The perils of a triathlon
MANILA, Philippines - The hardest part in a triathlon may be the running event, which comes last, after the athlete has almost depleted all his energies swimming and cycling — but the most dangerous part is the first event, the swim, if you look at triathlon deaths in the past three years with all of them occurring in open waters.
Miguel Vasquez, who died during the first Cobra Ironman Philippines in CamSur, was a “strong swimmer” by friends and acquaintances’ accounts, working out regularly with a personal trainer at the Manila Polo Club, but he suffered a stroke in the waters of Lago del Ray at CWC last Sunday, Aug. 23.
As part of Team Alamat, Vasquez was doing the swim leg; Johann Espiritu, the cycling and Patrick Garcia, the running. “Miguel was a great guy, he was a good friend and a good man,” says Johann. “I am deeply affected by his death, I’ve lost a very good friend.”
The death in CamSur and other recent fatalities in athletic events — such as 28-year-old elite runner Ryan Shay at the Olympic Trials in New York, and 32-year-old Esteban Neira in the swim event of the New York Triathlon, both in 2008 — raise nagging questions that have been hounding athletes and doctors around the world: Why, despite all the endurance training and preparation of otherwise healthy athletes, do sudden deaths occur on race day? In Shay’s case, an irregular heartbeat due to an enlarged heart was found to be the cause; in Neira’s the autopsy failed to determine the cause of death.

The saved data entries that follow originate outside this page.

PR #119, opened 2018-08-28
don't check lifetime parameter on boxed fields

### LINKED ISSUE #118: Self-referential fields cause stack overflow
When I compile the following with `pb-rs`, I get a stack overflow:
```
/* -*- Mode: protobuf; tab-width: 8; indent-tabs-mode: nil; c-basic-offset: 4 -*-
 * vim: set ts=8 sts=4 et sw=4 tw=99: */

syntax = "proto2";

message ViaOneOf {
    oneof Alternatives {
        Data present = 1;
        bool absent  = 2;
    }

    message Data {
        required ViaOneOf self_reference = 1;
    }
}

message ViaOptional {
    optional Data data = 1;

    message Data {
        required ViaOptional self_reference = 1;
    }
}
```
Either definition alone is sufficient. The error is:
```
$ pb-rs Recursive.proto
Found 2 messages, and 0 enums
Writing message ViaOneOf

thread 'main' has overflowed its stack
fatal runtime error: stack overflow
Aborted (core dumped)
$ 
```

tafia:
Close #118

### DIFF
--- a/pb-rs/src/types.rs
+++ b/pb-rs/src/types.rs
@@ -659,6 +659,7 @@ impl Message {
         self.fields
             .iter()
             .chain(self.oneofs.iter().flat_map(|o| o.fields.iter()))
+            .filter(|f| !f.boxed) // removed boxed fields
             .any(|f| match f.typ {
                 FieldType::Message(ref m) if m.get_message(desc).name == self.name => false,
                 ref t => t.has_lifetime(desc, f.packed()),
@@ -1654,7 +1655,6 @@ impl FileDescriptor {
         self.write_enums(w)?;
         self.write_messages(w)?;
         self.write_package_end(w)?;
-        println!("Done processing {}", filename);
         Ok(())
     }
 
--- a/quick-protobuf/tests/rust_protobuf/v2/issue118.proto
+++ b/quick-protobuf/tests/rust_protobuf/v2/issue118.proto
@@ -1,0 +1,23 @@
+/* -*- Mode: protobuf; tab-width: 8; indent-tabs-mode: nil; c-basic-offset: 4 -*-
+ * vim: set ts=8 sts=4 et sw=4 tw=99: */
+
+syntax = "proto2";
+
+message ViaOneOf {
+    oneof Alternatives {
+        Data present = 1;
+        bool absent  = 2;
+    }
+
+    message Data {
+        required ViaOneOf self_reference = 1;
+    }
+}
+
+message ViaOptional {
+    optional Data data = 1;
+
+    message Data {
+        required ViaOptional self_reference = 1;
+    }
+}


pb-rs/src/types.rs
```diff
@@ -1545,6 +1544,45 @@ impl FileDescriptor {
...
+            .messages
+            .iter()
+            .map(|m| m.index.clone())
+            .collect::<Vec<_>>();
+        while let Some(m) = messages.pop() {
+            messages.extend(m.get_message(self).messages.iter().map(|m| m.index.clone()));
+            processing.push((m.clone(), vec![m]));
+        }
+
+        while let Some((i, ancestors)) = processing.pop() {
```
jimblandy: This still fails on the following input:
```
/* -*- Mode: protobuf; tab-width: 8; indent-tabs-mode: nil; c-basic-offset: 4 -*-
 * vim: set ts=8 sts=4 et sw=4 tw=99: */

syntax = "proto2";

message First {
  required Third first_field = 1;
}

message Second {
  optional First second_field = 1;
}

message Third {
  required Second third_field = 1;
}
```

pb-rs/src/types.rs
```diff
@@ -659,6 +659,7 @@ impl Message {
         self.fields
             .iter()
             .chain(self.oneofs.iter().flat_map(|o| o.fields.iter()))
+            .filter(|f| !f.boxed) // removed boxed fields
```
jimblandy: This seems like a good approach.

tafia:
Thanks for the review. I have pushed another change which should work.
I have also rebased it.
Sorry for the buggy fix and thank you for your patience.

jimblandy:
Sure thing! I actually had a good time trying to find the counter-example...

pb-rs/src/types.rs
```diff
@@ -1540,34 +1547,41 @@ impl FileDescriptor {
...
+            debug!(
+                "break cycle:\nmessage: {:?}\nprocessing: {:?}",
+                i, processing
+            );
             for f in msg
-                .fields
-                .iter_mut()
-                .chain(msg.oneofs.iter_mut().flat_map(|o| o.fields.iter_mut()))
+                .all_fields_mut()
                 .filter(|f| !f.boxed && f.frequency != Frequency::Repeated)
```
jimblandy: Does the test for `!f.boxed` do anything here? The only place we ever set `.boxed` is in this function, which visits each message only once, and visits each of its fields only once. So it seems to me `.boxed` should always be `false` at this point.

jimblandy: So, I *think* this code is correct:

The `processing` queue contains exactly the set of not-yet-visited nodes. Visiting a node removes it from the queue forever, pulls its not-yet-visited direct successors to the front of the queue, and adds the path by which it was reached to their `ancestors` sets.

Because visiting a node pulls all its direct successors to the front of the queue, we visit nodes in a depth-first order: we always visit all not-yet-visited nodes reachable from that node before visiting any that are unreachable.

By the time the queue is empty, the entire graph is covered by one or more trees, in which each node's parent is the last of its predecessors to pull it to the front of the queue. Nodes never pulled to the front by any other are roots of their own trees.

Within one tree, each node's `ancestor` set contains all the nodes on the path to the root. Each node's parent is the node that pulled it to the front of the queue; and we always propagate the ancestors when we do so.

Every cycle in the graph has one node that was visited first, F. Since we visit every not-yet-visited node reachable from F before visiting any unreachable nodes, we will visit every node in the cycle before we visit any nodes unreachable from F. Hence, we will visit the node E that points to F. At this point, E's ancestor set will include F, and we will break the cycle.

jimblandy:
Although, I think there's a much simpler and more useful approach to this problem, based on the limitations of the protobufs language itself. I'll file a separate issue for that.

jimblandy:
Filed #121 to suggest alternative approach.

tafia:
Ok I have followed your advice on #121.
I have also written Tarjan's algorithm to detect all strongly connected component within which cycles are.
All optional fields are boxed within a cycle.

tafia:
Test are now failing because there are some cycles with required fields only. I personally think it is good that it fails (the proto file itself must be amended). Of course this is a big breaking change but it is because of unsound messages.

What do you think?

jimblandy:
Are these cycles of required fields only present in test input, or are they actually used in the real world? If it's just the tests, then it seems fine to fix the tests.

But if they're used in the real world, it's important for `pb-rs` to support existing usage. But, how is it even possible to send such a message? Are those message types all unused?

I noticed that `protoc` doesn't forbid cycles of required fields, so I guess I shouldn't be surprised that they exist in the wild. 

I haven't looked closely at the rest of `pb-rs`; does it ever print warnings? Perhaps the most helpful thing would be to always warn about cycles of required fields, to help people developing new protocols. Then, we could have options to silence the warnings, or treat them as errors, the way other compilers do.

PR #120, opened 2018-08-28
Abstract out iterating over a Message's Fields.

jimblandy:
Add methods `Message::all_fields` and `Message::all_fields_mut` that return
iterators over all a Message's fields, including those in `oneof` blocks. Use
these new methods to abstract out such iterations in the existing code.


tafia:
Thanks
Actually I was doing exactly the same thing yesterday along with some other changes.

jimblandy:
Okay, great!

PR #123, opened 2018-09-14
Allow build.rs to generate files in OUT_DIR

### LINKED ISSUE #122: It's hard for a build script to put pb-rs output in OUT_DIR
The `cargo package` command checks that the build script doesn't modify the source directory; as the Cargo book [explains][cb], build scripts are not supposed to modify anything outside the directory given in the `OUT_DIR` environment variable.

This rule is hard to follow when calling `pb-rs` from `build.rs`: the only way I'm aware of to incorporate code from OUT_DIR is via an `include!` directive, but that chokes on the `//!` comments that `pb-rs` places at the top of its generated files. When I write:

```
mod mozilla {
include!(concat!(env!("OUT_DIR"), "/mozilla/mod.rs"))
}
```
rustc complains:
```
error: macros that expand to items must either be surrounded with braces or followed by a semicolon
 --> src/dump/mod.rs:7:9
  |
7 | include!(concat!(env!("OUT_DIR"), "/mozilla/mod.rs"))
  |         ^^^^^^^^^^^^^^^^^^^^^^^^^^^^^^^^^^^^^^^^^^^^^
```

[cb]: https://doc.rust-lang.org/cargo/reference/build-scripts.html

tafia:
close #122 

@jimblandy would it work for you?


jimblandy:
Yes, this would help, but I think it's more than I need!

I think the comments explaining what the Rust code was generated from could be quite valuable in large systems with more than a handful of generate files. The only problem that I know of is that they cannot be `//!` comments. So for my purposes, simply the one-character change to `write_headers` would suffice.

I'm not sure I would actually use the option to disable the headers, as long as they're just plain comments.

tafia:
It is not just with the comment, it is also with all the module attributes.

If the file is in the OUT_DIR folder, one should assume that it was automatically generated. Knowing that it is from pb-rs could be done at library level by just renaming the file for instance.

jimblandy:
Right, `//!` comments are just one special case of inner attributes in general. No inner attributes are allowed in a file you're going to `include!`. So it'd have to avoid generating not just doc comments, but any other sort of module attribute. That's too bad.

nerdrew:
Did you miss changing the `MAGIC_COMMENT` too?

tafia:
> Did you miss changing the MAGIC_COMMENT too?

Sorry I am not sure I follow. What is this?

nerdrew:
Sorry I wasn't more clear. The `MAGIC_COMENT` const still uses `//!`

While marathon deaths occur throughout the 42-kilometer racecourse, most triathlon deaths occur in the beginning — the swim event.
In one US state alone, Wisconsin, three triathletes died swimming at three separate triathlons from January to August this year (last year, 10 people died in US triathlons). Statistically, reports peg 1.5 deaths per 100,000 triathlon participants while the fatality rate for marathons is 2 for every 100,000 runners.
What causes the sudden deaths of seemingly healthy individuals? Can adrenaline kill you?
During the athletes’ briefing at the Convention Hall of CWC the day before the race, Ironman local race director Jon Eric Imperio reminded participants to watch their heart rates during the first event when athletes experience both heightened excitement and anxiety about finishing the race.
A New York Times report by Christie Aschwanden on triathlon deaths points to abnormal heart rhythms as the main cause of death for most of the fatalities.
“‘Evidence suggests that swimming may trigger a certain type of cardiac arrhythmia caused by a genetic condition called long QT syndrome,’ said Dr. Michael Ackerman, a cardiologist and the director of the Windland Smith Rice Sudden Death Genomics Laboratory at the Mayo Clinic in Rochester, Minn.
“Dr. Ackerman’s research team has identified several genetic forms of long QT syndrome, and one of those seems especially bothered by swimming, he said. He’s still not sure why, but sees one clue in a Japanese study several years ago that found that irregular heartbeats occur more commonly during swimming than during the same level of aerobic activity on land.
“‘It’s not that swimming is horrendously dangerous and running is not,” Dr. Ackerman said. “It’s really a perfect storm that needs to happen. It requires a second hit, something to irritate it, and we know that swimming is one of those triggers, but it’s not going to be the absolute trigger.”
Dr. Ackerman adds, “Any medical problem in the water is more likely to turn fatal than one that arises during a bike ride or a run…If you faint while running a race and your heart snaps back into sync 10 or 30 seconds later, you wake up. If it happens in the water, even if your heart regains rhythm 30 seconds later, now you’re underwater.”
The swim event in a triathlon, as triathlete Russ Evenhuis, points out in the same article, “can be like jumping into a washing machine. You will get swum over, kicked, hit and banged into.”
Should athletes then hang up their goggles, their running shoes, and park their bikes? Throw away their training logs and say goodbye to endurance training? It’s the same question that faces us every time we hear about a plane crash: Should we drive or take a boat instead?
The answer, of course, is no. For thousands of people who are participating in these sports, the health benefits outweigh the risks — even harder to quantify is the psychological profit they reap from their hours of hard training.